Source information Block Start
PR #447, opened 2019-05-29
Fix tests by removing duplicate classes

vishvananda:
In some kernels, creating a class and then listing will actually return multiple copies of the added class. Fix the broken tests to work around this by using a class list function that removes duplicates.

### DIFF
--- a/class_test.go
+++ b/class_test.go
@@ -102,7 +102,7 @@ func TestClassAddDel(t *testing.T) {
 	if err := ClassAdd(class); err != nil {
 		t.Fatal(err)
 	}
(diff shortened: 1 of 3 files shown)


vishvananda:
@aboch @fcrisciani This gets the Travis tests working again, although i had to disable a few tests that were broken. I've created two issues to track fixing the disabled tests. If either of you has time to take a look at them feel free. I need to go create a vm with the proper kernel version to try to reproduce. You can see the failure messages in travis. I suggest we go ahead and merge this to get things unblocked.

aboch:
LGTM

fcrisciani:
LGTM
Source information Block End
▶ Task objective: Set down exactly the lines of the listing above, from the line holding "--- a/class_test.go" through its last line, with nothing added.

▶ Response for this exercise:
--- a/class_test.go
+++ b/class_test.go
@@ -102,7 +102,7 @@ func TestClassAddDel(t *testing.T) {
 	if err := ClassAdd(class); err != nil {
 		t.Fatal(err)
 	}
(diff shortened: 1 of 3 files shown)


vishvananda:
@aboch @fcrisciani This gets the Travis tests working again, although i had to disable a few tests that were broken. I've created two issues to track fixing the disabled tests. If either of you has time to take a look at them feel free. I need to go create a vm with the proper kernel version to try to reproduce. You can see the failure messages in travis. I suggest we go ahead and merge this to get things unblocked.

aboch:
LGTM

fcrisciani:
LGTM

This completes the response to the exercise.